Uzbekistan’s upper house of parliament is due later this month to consider long-awaited legislation outlining the rules and responsibilities of the police force.
The Central Asian nation’s absence of law regulating its notoriously corrupt and violent police and security services has been object of much criticism from rights organizations. Proposals to be considered by the Senate on August 24-25 for a law titled “On Interior Affairs Organs” do not seem to relate to the National Security Service, the successor agency to the KGB and the country’s de facto administrator.
A law on the police was devised by members of parliament and security officials toward the end of 2012 following earlier calls to do so from President Islam Karimov, but that initiative lost steam along the way.
As a result, police to this day operate under non-statutory guidelines drawn up in 1991. This means that police operate without explicit rules of engagement when deploying live ammunition and treat criminal suspects in a manner at their discretion.
Karimov spoke again about the need to adopt a law on police during a speech to mark Independence Day last December. Somewhat surprisingly, he spoke with some asperity about shoddy practices among law enforcement bodies.
“It is not unusual to come across cases of nonobservance and crude violations of legal norms and provisions and principles of justice, as well as sloppy attitudes among law enforcement and regulatory authorities toward their duties. This is a reality and it is impossible not to notice it,” Karimov said.

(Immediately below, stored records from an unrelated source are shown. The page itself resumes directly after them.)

PR #1975, opened 2021-07-15
setup redis service maintenance critical security update alert

austincunningham:
# Description

MGDAPI-2172 add a new alert for redis critical security updates

## Verfication

- deploy this branch locally using a CCS/BYOC cluster
```bash
INSTALLATION_TYPE=managed-api USE_CLUSTER_STORAGE=false make deploy/integreatly-rhmi-cr.yml
```
- Go to the Prometheus route in the redhat-rhoam-middleware-monitoring-operator ns
- Check the alert is present

image

Currently deployed on `mw-collab-byoc`

## Checklist

### DIFF
--- a/pkg/resources/metrics.go
+++ b/pkg/resources/metrics.go
@@ -151,7 +151,7 @@ func ReconcileRedisAlerts(ctx context.Context, client k8sclient.Client, inst *v1
 		return v1alpha1.PhaseFailed, fmt.Errorf("failed to create redis prometheus cpu usage high alerts for %s: %w", cr.Name, err)
 	}
 
-	// create Redis Cpu Usage High Alert
+	// create Redis Service Maintenance Alert
 	if err = CreateRedisServiceMaintenanceAlerts(ctx, client, inst, cr, log); err != nil {
 		return v1alpha1.PhaseFailed, fmt.Errorf("failed to create redis prometheus service maintenance critical alerts for %s: %w", cr.Name, err)
 	}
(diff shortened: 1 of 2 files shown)


matskiv:
Code changes are fine.
I tested the query on our eng cluster with historical data and it looks as expected:
Screenshot 2021-07-19 at 14 01 30

matskiv:
@pat-cremin @Nanyte25 Hey guys,
we are adding a new alert for the Elasticache service updates, would you mind giving it a look?
There are two things that I want to run by you:
a) currently it's written to alert whenever Elasticache instance has service updates in "not complete" state. But there is a number of other states, so I want to double check if we should exclude some of them too, and not fire in those states.
List of all states: "not-applied", "waiting-to-start", "in-progress", "stopping", "stopped", "complete", "scheduling", "scheduled", "not-applicable".
b) There is no SOP link for this alert, and instead we are just saying that you should contact engineering, is that okay with you?

Nanyte25:
@matskiv 

I would certainly included some other Elastic-cache status at a minimum ``` "waiting-to-start", "in-progress", "stopping", "stopped", "complete", "scheduling", "scheduled" ```

There is an existing SOP to access the AWS account and check the Elastic-cache Status but All Critical alerts would require a SOP?

matskiv:
@Nanyte25 
Okay, we can exclude "`waiting-to-start`", "`in-progress`", "`scheduled`" and "`stopping`".
I don't think we should exclude "`scheduling`" status, as in that state it is still uncertain when the instance would be updated. We've seen it be in the status for a long time until it was updated.
Then the "`stopped`" status, I think it would go into this state if the update fails, so we shouldn't exclude it. I checked eng-rhoam cluster, and it never reported this state, so it doesn't seem like it would go into it during successful upgrade.

This is not critical alert, it's just a "warning". And I am not sure what the content of the SOP would be. We just need to release a new version of RHOAM to let CRO apply the update, I don't think SRE would do anything manually. But if needed, we can write a SOP that will say that engineering needs to be notified, instead of putting that note in the place where we usually have SOP url.

pat-cremin:
I would agree with Mark, there should still be a SOP attached if is a critical, it can lay out the process down as to who and where and how to contact Engineering create Jiras if required, etc.

austincunningham:
The Alert is warning level . I have no objections to writing a SOP if still required.

Issue #40, opened 2021-05-16
Add support for Linux, maybe publish on Flathub


GabMus:
Hi, I just tried Finamp and I gotta say it's a pretty great way to listen to Jellyfin music. I was wondering if you wanted to add support for Linux, since this is built with Flutter. This way we could use it on our desktop PCs as well as on the new Linux phones.

Publishing on Flathub would be an added value, you can look at [Fluffy chat](https://flathub.org/apps/details/im.fluffychat.Fluffychat) as an example for another Flutter app that has been published on Flathub.

UnicornsOnLSD:
I'd love to create a Linux version, but not all Flutter packages run on all platforms. Many use platform code to use native Android/iOS stuff. Here are all of the packages that are currently incompatible with Linux:

* device_info (Used to give Jellyfin device info)
* package_info (Used to give Jellyfin device info)
* cached_network_image (Image widget that automatically caches image to save bandwidth)
* just_audio/audio_service/audio_session (The packages that handle audio playback)
* flutter_downloader (Handles downloads)
* file_picker (Used to select custom directories)
* permission_handler (Used to request storage permissions for external directories)

The only packages that are really essential there are the audio packages. I could probably create a desktop interface for device_info and package_info. On desktop, caching images isn't so important, so I could use the normal image widget on desktop. Downloading songs isn't so important on desktop, which would remove the need for file_picker too. permission_handler won't be needed on desktop (it might on macOS, but this issue is about Linux). Of course, this still means that the app won't work on desktop in its current state, unless you want a music player that doesn't play music. The audio packages are actually supported on macOS, so I might work on some desktop stuff for a potential macOS release.

GabMus:
As I mentioned in the PR, I'm not a dart/Flutter developer, but maybe one could re-implement those interfaces to work on Linux? Or possibly request Linux support for the original libraries?

UnicornsOnLSD:
Windows/Linux support is being worked on for just_audio. The issue can be viewed at https://github.com/ryanheise/just_audio/issues/103. They're working on using VLC for the backend. For audio_service, a "default audio service" was added since Desktop doesn't rely on platform stuff for background playback (https://github.com/ryanheise/audio_service/issues/609/https://github.com/ryanheise/audio_service/pull/632). audio_session may not be required, since that package is meant for configuring the audio player for pausing during calls and stuff.

[...]

PR #41, opened 2021-05-16
[WIP] Linux+Flatpak build

GabMus:
Related to #40, I added the first files to make this buildable on Linux using Flatpak. Most of what I added has been copied from Fluffychat since they already have such a setup in place.

To build currently you need to run `./scripts/build_linux.sh`, then build the Flatpak (using gnome-builder is the easier way).

Currently the app launches to an exception: `MissingPluginException(No implementation found for method initialize on channel vn.hunghd/downloader)`. I'm not a Flutter or dart developer, so I'm not sure about how to move on from here.

### DIFF
--- a/dist/flatpak/com.unicornsonlsd.finamp.desktop
+++ b/dist/flatpak/com.unicornsonlsd.finamp.desktop
@@ -1,0 +1,7 @@
+[Desktop Entry]
+Type=Application
+Name=Finamp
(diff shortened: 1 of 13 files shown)


UnicornsOnLSD:
Thanks for the PR, I explained in #40 why a Linux release won't work right now. The MissingPluginException you're getting is flutter_downloader failing to initialise because there isn't any Linux platform code for it.

PR #55, opened 2021-06-24
Added Customization Options to Hide Tabs

arunk140:
Hey - 

Added a Customization Section in the Settings Page - with Toggles to Hide/Show Tabs.

It's not a good implementation - I am not sure on how to reload a Widget after changing settings.
The app need to be restarted in order to see the changes.

I hope you can help fix this? I'll keep experimenting!

Great app by the way!

** Also added the Finamp Icon in the Drawer Menu


UnicornsOnLSD:
Looks good! Merging now, I'll implement reloading after changing the settings. For stuff like that, I just use Hive listenables. It's probably not the most efficient way of doing things, but it works.

PR #115, opened 2021-08-24
Add pressable queue items

### LINKED ISSUE #74: An ability to navigate a play queue by pressing queue items.
I think this feature is present in standard Jellyfin app and can be used for reference.

Pressing a song in a play queue starts a playback of this song, and after it ends, the next song (after selected one) in queue starts. This way the user can navigate the queue.

tabjy:
This is a rather trivial fix that closes #74. Let me what you think. :)

Note: I only tested this patch on Android, but I didn't touch any platform-dependent code so iOS *should* work too.


UnicornsOnLSD:
Looks great, thanks :D

Issue #105, opened 2021-08-16
Finamp always shows the album artist instead of the track artist


laurinneff:
I think what Jellyfin Web does is the best solution: on the album page it shows the album artist, and it shows the track artists for tracks where it's different from the album artist. On the now playing page, it always shows the track artist

PR #116, opened 2021-08-25
Display all track artists in various places

### LINKED ISSUE #104: Songs with multiple artists only show the first artist
In Jellyfin you can set multiple artists by separating them with a semicolon. Jellyfin Web shows them separated with a slash, and Finamp only shows the first artist

rom4nik:
Fixes #104 and #105. From my testing it appears that Jellyfin always returns a non-empty `artists` list, but I left `albumArtist` as a fallback.

|Album screen|Notification|
|---|---|
|album|notification|
|Now playing|Queue|
|now playing|queue|

### DIFF
--- a/lib/components/AlbumScreen/SongListTile.dart
+++ b/lib/components/AlbumScreen/SongListTile.dart
@@ -82,7 +82,7 @@ class _SongListTileState extends State<SongListTile> {
         },
       ),
       subtitle: Text(widget.isSong
-          ? processArtist(mutableItem.albumArtist)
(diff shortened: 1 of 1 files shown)


Terrance:
I've just started using Finamp and have also bumped into this -- any chance we can get an updated release with this change in?  As it stands, having "Various Artists" in the notification's artist field makes client-side scrobbling to services like Last.fm effectively unusable.

UnicornsOnLSD:
I'm going to put out a new release very soon, I'm working on one of the last major features of the new update now (downloading images)

PR #127, opened 2021-09-11
Add track numbers on album screen

### LINKED ISSUE #80: [Feature Request] Show disc and track number when viewing albums
It would be nice if Finamp would show the disc and track numbers when viewing an album. Right now you are presented a list of all the tracks, but disc and track numbers are not visible. With multi disc albums this can quickly become a little chaotic. For example I want to spin disc 2, now I need to manually look up which track is the start of disc 2. With box sets this becomes a chore very quickly.

You could take the approach of the Jellyfin client (a header Disc 1, then the tracks, header Disc 2, then the tracks, and so on) or - which would be a little cleaner and I think I'd prefer it - add this info before the song titles. Right now the tracklist is composed of [album art thumbnail] [track title]. This could be changed to [album art thumbnail] [disc number] [track number] [track title] in some sort of aesthetically pleasing way. The track titles are in a bold white font, perhaps disc and track number in non-bold light grey would be nice.

ps. Thank you for your work on this great app! I am very happy user.

rom4nik:
With disc numbers (PR hopefully coming soon) this will fix #80.
"Cry" is the first track on second disc of album shown below.

preview

### DIFF
--- a/lib/components/AlbumScreen/SongListTile.dart
+++ b/lib/components/AlbumScreen/SongListTile.dart
@@ -72,7 +72,12 @@ class _SongListTileState extends State<SongListTile> {
           return RichText(
             text: TextSpan(
               children: [
-                if (mutableItem.indexNumber != null && !widget.isSong) TextSpan(
+                // third condition checks if the item is viewed from its album (instead of e.g. a playlist)
+                // same horrible check as in canGoToAlbum in GestureDetector below
+                if (mutableItem.indexNumber != null
+                    && !widget.isSong
+                    && mutableItem.parentId == widget.parentId)
+                  TextSpan(
                     text: mutableItem.indexNumber.toString() + ". ",
                     style: TextStyle(color: Theme.of(context).disabledColor)
                 ),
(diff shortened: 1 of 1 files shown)


UnicornsOnLSD:
Thanks for this! Could this be implemented as a RichText instead of a Row? RichText should play better with stuff like screen readers.

rom4nik:
Done. In the meanwhile I noticed track numbers appear also in playlists - I'll try to fix that.

rom4nik:
Borrowed the "horrible check" from canGoToAlbum located below, not ideal but it works. Let me know what you think.

rom4nik:
Nope, it doesn't work, great testing on my behalf lol. In fact, `mutableItem.parentId == widget.parentId` appears to be true not only in playlists, but also in multi-disc albums. This means it also leaves "Go To Album" menu option enabled there, which - when pressed - goes to an album screen, but showing tracks only on the *selected* CD.
|Go To Album|CD|
|---|---|
|go to album|cd|

Should I create a separate issue?

UnicornsOnLSD:
Could `mutableAlbum.albumId` be used instead of `mutableAlbum.parentId`?

rom4nik:
That helped, thanks!

UnicornsOnLSD:
Looks good, merged :)

PR #129, opened 2021-09-14
Add disc number headers on album screen

rom4nik:
Disc numbers requested in #80 (first suggested style).
This PR add disc numbers as headers between songs. If Jellyfin doesn't return `parentIndexNumber` (assumed to be the disc number: https://github.com/jellyfin/jellyfin-web/blob/38f486339f191af50215532cb86679f53efd0aec/src/controllers/itemDetails/index.js#L1422), the headers won't be displayed.

I have also increased the song title font size a bit - 04912eef0712391e13701d20fc1bd292d600be3c from #127 has decreased it and I haven't noticed it until now.


UnicornsOnLSD:
Looks good, maybe something like a sticky header (https://pub.dev/packages/flutter_sticky_header) could look even better? AlbumScreenContent.dart already uses a CustomScrollView so it shouldn't be too hard to try :)

PR #138, opened 2021-10-09
Add sticky disc number headers on album screen

### LINKED ISSUE #80: [Feature Request] Show disc and track number when viewing albums

rom4nik:
Another PR to try and completely fix #80. I'm not sure if this is the best approach, therefore I'm submitting it (with minor issues) as a draft - let me know what you think.

https://user-images.githubusercontent.com/46846000/136673440-d5f55595-1c3b-4daa-bc93-7fa16fa4663a.mp4

A few more things:
- TODOs in code
- Now playing track isn't highlighted anymore - I'll try to fix that if code overall looks OK.
- Some single disc albums have disc numbers in tracks' metadata, some don't. It was a bit confusing to sometimes see the header and sometimes don't, so I opted to hide the headers for all single disc albums. Should they perhaps be shown for all albums instead (assuming disc number = 1 for those that don't have it in metadata)? FWIW Jellyfin web client shows the headers always when the numbers are present.
- `SliverList` is pretty much the same inside and outside `SliverStickyHeader`, that seems like duplicate code to me. I suppose it could be easily fixed by forcing all albums to have at least one disc header and removing `SliverList` outside.

### DIFF
--- a/lib/components/AlbumScreen/SongListTile.dart
+++ b/lib/components/AlbumScreen/SongListTile.dart
@@ -86,7 +86,7 @@ class _SongListTileState extends State<SongListTile> {
                 style: TextStyle(
                   color:
                       snapshot.data?.extras?["itemJson"]["Id"] == mutableItem.id &&
-                              snapshot.data?.extras?["itemJson"]["ParentId"] ==
+                              snapshot.data?.extras?["itemJson"]["AlbumId"] ==
                                   widget.parentId
                           ? Theme.of(context).colorScheme.secondary
                           : null,


UnicornsOnLSD:
Code looks good! IMO it doesn't really make sense to show headers when there is only one disc. You could probably extract the SliverList into its own widget for better reusability and so that it isn't duplicated code.

PR #143, opened 2021-10-31
Add album name on player screen

rom4nik:
Another small addition. It might seem a bit pointless because there's album art already (hopefully making clear which album the song belongs to), but I was thinking about adding an `onTap` callback later, showing the album screen when tapped. 
Same could be done with artist name, but I'm not sure how this would work when there are multiple artists, some of whom don't have their entry in Artists tab (Album Artists, according to JF web client).

Screenshot_20211031-204829_Finamp

### DIFF
--- a/lib/components/PlayerScreen/SongName.dart
+++ b/lib/components/PlayerScreen/SongName.dart
@@ -4,7 +4,7 @@ import 'package:get_it/get_it.dart';
 
 import '../../services/MusicPlayerBackgroundTask.dart';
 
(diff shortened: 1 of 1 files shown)


UnicornsOnLSD:
This looks good, and I like the onTap idea. Do you want me to merge it now or do you want to add the onTap callback first?

rom4nik:
I wouldn't mind having this merged as is, I'll just try to get onTap working in another PR.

But quite how Karimov noticed it is something of a mystery. Even his most generous champion could hardly accuse the president of having his finger on the pulse.
“We need to clarify and introduce some correctives to their [police] status, uniforms, methods of operation and, above all, ensure the supremacy of the law and the reliable protection of rights and freedoms of citizens,” he said.
There are countless tales of police mistreatment in Uzbekistan. One was told to EurasiaNet.org by Ulugbek Haidarov, a journalist who has fled to Canada. Haidarov says that in September 2006 he was detained by police in the city of Jizzakh over issues to do with his professional duties.
“I underwent all kinds of torture at the precinct. They beat me with clubs on the soles of my feet, they made me wear a gas mask and pumped smoke into it. They wrapped cellophane wrapper [around my head] so that I would suffocate,” Haidarov said.
After three months of pressure from international rights groups, Haidarov was released and later left the country.
“The law on police should have been adopted 15 years ago. It should be made topic for national discussion and publicized in the media. Simple citizens should have their say about the law. But this law will unlikely be able to function. Uzbek society has long become used to lawlessness,” Haidarov said.
Police reform is only one in what advocacy group say is a slew of required steps needed to bring Uzbekistan in line with international standards.
One such step ostensibly came in April, when the upper house of parliament voted to create a senatorial oversight body for several government bodies, including the General Prosecutor’s Office. Given that legislators are themselves mere benchwarmers, however, it is hard to credit such developments with too much importance.